PLoS Computational Biology (Dec 2010)

Identifying a high fraction of the human genome to be under selective constraint using GERP++.

  • Eugene V Davydov,
  • David L Goode,
  • Marina Sirota,
  • Gregory M Cooper,
  • Arend Sidow,
  • Serafim Batzoglou

DOI
https://doi.org/10.1371/journal.pcbi.1001025
Journal volume & issue
Vol. 6, no. 12
p. e1001025

Abstract

Read online

Computational efforts to identify functional elements within genomes leverage comparative sequence information by looking for regions that exhibit evidence of selective constraint. One way of detecting constrained elements is to follow a bottom-up approach by computing constraint scores for individual positions of a multiple alignment and then defining constrained elements as segments of contiguous, highly scoring nucleotide positions.

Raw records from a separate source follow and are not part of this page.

PR #2087, opened 2015-06-17
Servicing CLR based DNX runtimes

moozzyk:
Recreating #2079 which I closed accidentally.

### DIFF
--- a/src/dnx/pal.win32.cpp
+++ b/src/dnx/pal.win32.cpp
@@ -6,7 +6,9 @@
 #include "xplat.h"
 #include "TraceWriter.h"
 #include "utils.h"
+#include "servicing.h"
 #include <sstream>
+#include <vector>
 
 std::wstring GetNativeBootstrapperDirectory()
 {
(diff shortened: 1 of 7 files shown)


src/dnx/servicing.cpp
```diff
@@ -0,0 +1,98 @@
...
+#else
+        "clr"
+#endif
+        "-win-"
+#if defined(AMD64)
+        "x64"
+#elif defined(ARM)
+        "arm"
+#else
+        "x86"
```
muratg: Would it be better to have another elif for "x86" case? and an "else" as an error case (as in "not implemented")?

src/dnx/pal.win32.cpp
```diff
@@ -81,19 +83,65 @@ BOOL GetFullPath(LPCTSTR szPath, LPTSTR pszNormalizedPath)
...
+        std::vector<wchar_t*> servicing_locations =
+        {
+            L"DNX_SERVICING",
+            L"ProgramFiles(x86)"
+        };
+
+        wchar_t servicing_location_buffer[MAX_PATH];
+        // The servicing index should be always under %ProgramFiles(x86)% however
+        // on 32-bit OSes there is only %ProgramFiles%
+        if (GetEnvironmentVariable(L"ProgramFiles(x86)", servicing_location_buffer, MAX_PATH) == 0)
```
muratg: Should strings like "ProgramFiles(x86)" etc. be #define's to ensure we don't have syntax mistakes as code changes?

src/dnx/servicing.cpp
moozzyk: Will think about that. It would have to be separate though since we are building a string literal here.

src/dnx/pal.win32.cpp
moozzyk: I did not do it since it is a bit pain for native code. They shouldn't be `#define`s but `const`s once you make them consts they should not be in .h (one definition rule) so you have to create a *.cpp file and then use `extern` forward declaration to be able to use it. Because we are using these names only in one place and all but one is used just once I did not bother to do that. If you feel strongly about that I can for now define the consts in this file and when it turns out we need to use them elsewhere the can be moved to a separate file.

src/dnx/servicing.cpp
moozzyk: Talked to Murat - we are not adding the assert. Doesn't seem like we are going to add a new runtime or platform anytime soon and even if we did it is not guaranteed that the variables won't be defined so you won't get the assert anyways and still the moniker will be incorrect.

muratg:
:shipit:

PR #2096, opened 2015-06-18
fix issues with installing from a locked lock file

anurse:
Verbally approved by @Eilon and @danroth27 for beta5

@davidfowl says this should work :). Basically this was causing us to add the Lock File Libraries as synthetic "Packages" that already exist on disk meaning we never tried to download them.

/cc @davidfowl @ericstj @muratg


anurse:
I think the failures are due to the purging of the release feed. Running local verify build.

Issue #2097, opened 2015-06-19
project.lock.json locked by some process error after restore


abpiskunov:
![projectlock](https://cloud.githubusercontent.com/assets/1592091/8244935/7198a6ee-15f5-11e5-9dcc-27f6d411f548.png)

I commented out all code in project system that touches project.lock.json in any possible way and could repro it on latest D14Rel + latest WTE. I suppose it is dnu..

Eilon:
Resolved by https://github.com/aspnet/dnx/pull/2103

PR #2103, opened 2015-06-19
Retry creating file stream in LockFileFormat

troydai:
@davidfowl @muratg

### DIFF
--- a/src/Microsoft.Framework.PackageManager/Restore/LockFileFormat.cs
+++ b/src/Microsoft.Framework.PackageManager/Restore/LockFileFormat.cs
@@ -6,6 +6,7 @@ using System.Collections.Generic;
 using System.IO;
 using System.Linq;
 using System.Runtime.Versioning;
+using System.Threading;
 using Microsoft.Framework.Runtime.DependencyManagement;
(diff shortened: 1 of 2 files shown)


troydai:
@ChengTian

src/Microsoft.Framework.PackageManager/Restore/LockFileFormat.cs
```diff
@@ -20,12 +21,37 @@ public class LockFileFormat
...
+        private static FileStream OpenFileStream(string filePath)
+        {
+            int retry = 3;
+            while (true)
+            {
+                try
+                {
+                    return new FileStream(filePath, FileMode.Open, FileAccess.Read, FileShare.Read);
+                }
+                catch (Exception ex)
```
ChengTian: We want to resolve the lockfile read/write conflicts in this PR. However, this will retry even when some other kinds of exceptions are thrown. Is it possible that we narrow down to a more specific exception?

ChengTian:
:shipit:

Eilon:
Fixes https://github.com/aspnet/dnx/issues/2097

Here we present GERP++, a new tool that uses maximum likelihood evolutionary rate estimation for position-specific scoring and, in contrast to previous bottom-up methods, a novel dynamic programming approach to subsequently define constrained elements. GERP++ evaluates a richer set of candidate element breakpoints and ranks them based on statistical significance, eliminating the need for biased heuristic extension techniques. Using GERP++ we identify over 1.3 million constrained elements spanning over 7% of the human genome. We predict a higher fraction than earlier estimates largely due to the annotation of longer constrained elements, which improves one to one correspondence between predicted elements with known functional sequences. GERP++ is an efficient and effective tool to provide both nucleotide- and element-level constraint scores within deep multiple sequence alignments.